Exercise prompt:
How does the data below read from its first line through the line containing "exit/entry events all"? Print those lines exactly.

Saved entries
::::

PR #7574, opened 2018-03-12
[Facades] Move types from Facades into class libraries

akoeplinger:
We implemented them in the facades until now but in .NET 4.7.1 they were promoted into the regular class libraries.


akoeplinger:
We need to coordinate this with the other corefx bumps that @EgorBo is doing, just putting it up so I don't forget.

marek-safar:
Please add `PLATFORM_DEBUG_FLAGS =` to Facades which now have no IL code, we are using this to avoid generating pdb file.

I don't think we need to wait for @EgorBo as this case land independently

akoeplinger:
@monojenkins commit apidiff

PR #7634, opened 2018-03-15
Fix for stepping in VSTU taking multiple steps to get to next line when there is a breakpoint

brianradunity:
process_breakpoint() will process breakpoint, stepping, and method
exit/entry events all at the same time when checking a sequence point.
So, if there is is a breakpoint and a stepping event at the same time,
the debugger agent will suspend the current thread twice, which means
you have to click the step button in the debugger client twice on that
line.  Considering only one of these events at a time seems to fix
the issue without breaking any current unit tests or showing any other
noticeable issues in testing.


luhenry:
@vargaz @alexanderkyte can you pelase review?

marek-safar:
approve

luhenry:

luhenry:
@monojenkins build Linux x64

luhenry:

PR #7639, opened 2018-03-15
[sdks] Build the offsets tool after running autogen.sh, otherwise parallel builds will fail since the offsets tool build is done in the srcdir.

vargaz:


jaykrell:
So..do we need that build vs. host vs. target kind of thing?
i.e. this is "build" tool, whereas almost all software and build systems just deal with "host"?

But there is plenty of precedent, gcc uses autoconf and deals reasonably with the potentially three platforms in one build (though again, mostly host).

genmdesc(.c)is also "build", and if we make such a clear and correct split, writing build tools in C isn't so bad, vs. restricting to "portable executables".

As well, mcs should be handled this way, if it isn't already.

luhenry:
Then we should add the dependency on `build-ios-$(1)`

vargaz:
There is no such target anymore, they are generated by this rule:

$(foreach target,$(TARGETS),build-$(target)): build-%: .stamp-%-configure
	$(MAKE) build-custom-$*

luhenry:
There are such targets: by defining `TARGETS += $(1)` at https://github.com/vargaz/mono/blob/0af4951e99bf6ef6dbaf50a4995b4b5dd98e2a23/sdks/builds/runtime.mk#L85 and passing `ios-$(1)` at https://github.com/vargaz/mono/blob/0af4951e99bf6ef6dbaf50a4995b4b5dd98e2a23/sdks/builds/ios.mk#L386 you are generating the following targets:

```
build-ios-cross32 build-ios-cross64 build-ios-crosswatch: build-%: .stamp-%-configure
	$(MAKE) build-custom-$*
```

https://github.com/mono/mono/pull/7652/commits/993566e69a894dbad964b6ca195d0cdcf4da505f is the way to fix it.

PR #7640, opened 2018-03-15
Fix bug #60843 and add test

kg:
If an enum was nested inside a generic class, using it as an argument to a custom attribute would cause a runtime error in the custom attribute decoder. Update the decoder to forward this special case through the normal primitive loading path.

Fixes https://bugzilla.xamarin.com/show_bug.cgi?id=60843


mono/metadata/custom-attrs.c
```diff
@@ -215,6 +220,43 @@ load_cattr_enum_type (MonoImage *image, const char *p, const char *boundp, const
...
 
+static MonoReflectionType*
+load_cattr_type_object (MonoImage *image, MonoType *t, const char *p, const char *boundp, const char **end, MonoError *error, guint32 *slen)
+{
+	MonoReflectionType *rt;
+	char *n;
+
+	if (!decode_blob_value_checked (p, boundp, slen, &p, error))
+		return NULL;
+	if (slen > 0 && !bcheck_blob (p, *slen - 1, boundp, error))
```
lambdageek: should be `*slen > 0` ?

(i'm also uncertain if `slen` should be modifier on error paths (as you have it now) or only on success.)

mono/tests/bug-60843.cs
```diff
@@ -0,0 +1,38 @@
...
+class A : Attribute
+{
+    public object X;
+
+    public static void Main()
+    {
+        var x = (C<int>.E)AttributeTest(typeof(C<>.E));
+        Assert(C<int>.E.V == x);
+        var y = (C<int>.E2[])AttributeTest(typeof(C<>.E2));
+        Assert(y.Length == 2);
```
lambdageek: Maybe pass a `String` to each assert so we could tell from CI which piece of the test failed? or use exit codes like other `mono/tests` tests or the TestDriver.cs - style tests.

mono/metadata/custom-attrs.c
lambdageek: should be `*slen > 0`

(i'm also uncertain if `slen` should be modified on error paths (as you have it now) or only on success.)

mono/tests/bug-60843.cs
```diff
@@ -0,0 +1,48 @@
...
+        var a = (A)cas[0];
+        return a.X;
+    }
+
+    private static int AssertCount = 0;
+
+    public static void Assert (
+        bool b, 
+        [CallerFilePath] string sourceFile = null, 
+        [CallerLineNumber] int lineNumber = 0
```
akoeplinger: FullAOT profiles don't have these attributes:

```
bug-60843.cs(29,10): error CS0246: The type or namespace name 'CallerFilePathAttribute' could not be found (are you missing a using directive or an assembly reference?)
bug-60843.cs(29,10): error CS0246: The type or namespace name 'CallerFilePath' could not be found (are you missing a using directive or an assembly reference?)
bug-60843.cs(30,10): error CS0246: The type or namespace name 'CallerLineNumberAttribute' could not be found (are you missing a using directive or an assembly reference?)
bug-60843.cs(30,10): error CS0246: The type or namespace name 'CallerLineNumber' could not be found (are you missing a using directive or an assembly reference?)
```

kg: Weird, thanks for pointing it out

marek-safar: Well, that's quite weird. We should add them

luhenry:
The newly added test is failing with the interpreter:
https://jenkins.mono-project.com/job/test-mono-pull-request-interpreter/3933/testReport/junit/MonoTests/runtime-interp/bug_60843_exe/
https://jenkins.mono-project.com/job/test-mono-pull-request-interpreter-armhf/3443/testReport/junit/MonoTests/runtime-interp/bug_60843_exe/

kg:
Thanks for the heads-up ludovic, I'll look into interp once I figure out the caller info attributes

luhenry:
@kg it might be that the interpreter just doesn't support the necessary feature, so just disabling the test with interpreter could be ok.

@BrzVlad does that change looks like it's regressing the interpreter, or is it just something that it doesn't support yet?

BrzVlad:
@luhenry Not sure but I think it might just expose something that we're doing wrong there. Doubt it's a regression.

kg:
The interpreter failure is definitely a bug, the attribute is getting a garbage value instead of the correct enum value. Looking into it

kg:
The interpreter failure is some sort of bug in the interpreter or a really obscure bug in the cattr loader I can't identify. Tracing through it everything seems to be working (loading the right value from the file, constructing a valid mono object, etc). So the boxed object might be getting collected or who knows what. On that basis I think maybe we should merge this (I'll disable the test on the interpreter) - thoughts?

lewurm:
@kg since you filed https://github.com/mono/mono/issues/7698, disabling it on the interpreter + merge sounds good to me 👍

kg:
7698 is actually a separate bug, but I'll file a bug for the test failure and disable the test. Thanks.

kg:
Filed https://github.com/mono/mono/issues/7752 for the interpreter test failure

::::

Task solution:
PR #7574, opened 2018-03-12
[Facades] Move types from Facades into class libraries

akoeplinger:
We implemented them in the facades until now but in .NET 4.7.1 they were promoted into the regular class libraries.


akoeplinger:
We need to coordinate this with the other corefx bumps that @EgorBo is doing, just putting it up so I don't forget.

marek-safar:
Please add `PLATFORM_DEBUG_FLAGS =` to Facades which now have no IL code, we are using this to avoid generating pdb file.

I don't think we need to wait for @EgorBo as this case land independently

akoeplinger:
@monojenkins commit apidiff

PR #7634, opened 2018-03-15
Fix for stepping in VSTU taking multiple steps to get to next line when there is a breakpoint

brianradunity:
process_breakpoint() will process breakpoint, stepping, and method
exit/entry events all at the same time when checking a sequence point.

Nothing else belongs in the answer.